Check out the credits   now check out the comments (you have to register, I just use www.dodgeit.com to avoid spam)

http://www.imdb.com/title/tt0380389/board/nest/8585205



> by -  kfitz1976  (Tue May 18 2004 20:54:33 )
> 
> Talk about a black and white striped hole sucking up any talent within 5000 miles and turning them into sh ite players! Oh this movie is going to be so believable a prodigious player found in the slums of Mexican East LA and ends up at Newcastle?
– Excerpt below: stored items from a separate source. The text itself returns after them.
PR #2548, opened 2025-09-25
Add drawImage API that takes only a destination rectangle

arunjose696:
Introduces a new method that draws the full image into a specified destination rectangle without requiring source bounds. Consumers no longer need to call image.getBounds() to determine image dimensions, unlike the existing drawImage method (Image image, int srcX, int srcY, int srcWidth, int srcHeight, int destX, int destY, int destWidth, int destHeight), which required knowing the image size in advance.

### DIFF
--- a/bundles/org.eclipse.swt/Eclipse SWT/cocoa/org/eclipse/swt/graphics/GC.java
+++ b/bundles/org.eclipse.swt/Eclipse SWT/cocoa/org/eclipse/swt/graphics/GC.java
@@ -1189,11 +1189,67 @@ public void drawImage(Image image, int srcX, int srcY, int srcWidth, int srcHeig
 	drawImage(image, srcX, srcY, srcWidth, srcHeight, destX, destY, destWidth, destHeight, false);
 }
 
+/**
+ * Draws the full source image into a specified rectangular area in the
+ * receiver. The image will be stretched or shrunk as needed to exactly fit the
+ * destination rectangle.
+ *
+ * @param image      the source image
+ * @param destX      the x coordinate in the destination
+ * @param destY      the y coordinate in the destination
+ * @param destWidth  the width in points of the destination rectangle
+ * @param destHeight the height in points of the destination rectangle
+ *
+ * @exception IllegalArgumentException
+ *                                     <ul>
+ *                                     <li>ERROR_NULL_ARGUMENT - if the image is
+ *                                     null</li>
+ *                                     <li>ERROR_INVALID_ARGUMENT - if the image
+ *                                     has been disposed</li>
+ *                                     <li>ERROR_INVALID_ARGUMENT - if any of
+ *                                     the width or height arguments are
+ *                                     negative.
+ *                                     </ul>
+ * @exception SWTException
+ *                                     <ul>
+ *                                     <li>ERROR_GRAPHIC_DISPOSED - if the
+ *                                     receiver has been disposed</li>
+ *                                     </ul>
+ * @exception SWTError
+ *                                     <ul>
+ *                                     <li>ERROR_NO_HANDLES - if no handles are
+ *                                     available to perform the operation</li>
+ *                                     </ul>
+ * @since 3.132
+ */
+public void drawImage(Image image, int destX, int destY, int destWidth, int destHeight) {
+	if (handle == null) {
+		SWT.error(SWT.ERROR_GRAPHIC_DISPOSED);
+	}
+	if (destWidth == 0 || destHeight == 0) {
+		return;
+	}
+	if (destWidth < 0 || destHeight < 0) {
+		SWT.error(SWT.ERROR_INVALID_ARGUMENT);
+	}
+	if (image == null) {
+		SWT.error(SWT.ERROR_NULL_ARGUMENT);
+	}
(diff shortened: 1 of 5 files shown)


bundles/org.eclipse.swt/Eclipse SWT/win32/org/eclipse/swt/graphics/GC.java
```diff
@@ -1213,7 +1249,10 @@ private void drawImage(Image srcImage, int srcX, int srcY, int srcWidth, int src
 		long img = gdipImage[0];
 		int imgWidth = Gdip.Image_GetWidth(img);
 		int imgHeight = Gdip.Image_GetHeight(img);
-
+		if(srcWidth==0 && srcHeight==0) {
```
fedejeanne: Mind the formatting (spacing)

bundles/org.eclipse.swt/Eclipse SWT/win32/org/eclipse/swt/graphics/GC.java
```diff
@@ -1109,6 +1109,42 @@ public void drawImage (Image image, int srcX, int srcY, int srcWidth, int srcHei
...
+ * @exception IllegalArgumentException <ul>
+ *    <li>ERROR_NULL_ARGUMENT - if the image is null</li>
+ *    <li>ERROR_INVALID_ARGUMENT - if the image has been disposed</li>
+ *    <li>ERROR_INVALID_ARGUMENT - if any of the width or height arguments are negative.
+ * </ul>
+ * @exception SWTException <ul>
+ *    <li>ERROR_GRAPHIC_DISPOSED - if the receiver has been disposed</li>
+ * </ul>
+ * @exception SWTError <ul>
+ *    <li>ERROR_NO_HANDLES - if no handles are available to perform the operation</li>
```
fedejeanne: Where is this one thrown? I don't see it in the immediate code, so it must be in a call to another method, right?

fedejeanne:
> Question: why add a new API method, who needs it?

Answer to myself: it's in our internal issue (https://github.com/vi-eclipse/Eclipse-Platform/issues/459)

I suppose Real Madrid, the MLS or the Mexican league don't exist in this fantasy.
> 
> Anyhow, I think I can smell the ending, they sell him after 2 years to Man U for Philip Neville, Diego Forlan and a 6 pack of Guinness cos Newky Brown Ale tastes like the team plays, pish!!



and it goes on...



> I am from the USA. i want to apologize to everyone on this message board for all the different ways that America has disrespected this sport, starting from renaming it "soccer"


----------



## Rocket Romano (Sep 16, 2005)

The man's an idiot.

Its a trilogy where in the 2nd movie he ends up at Real Madrid


----------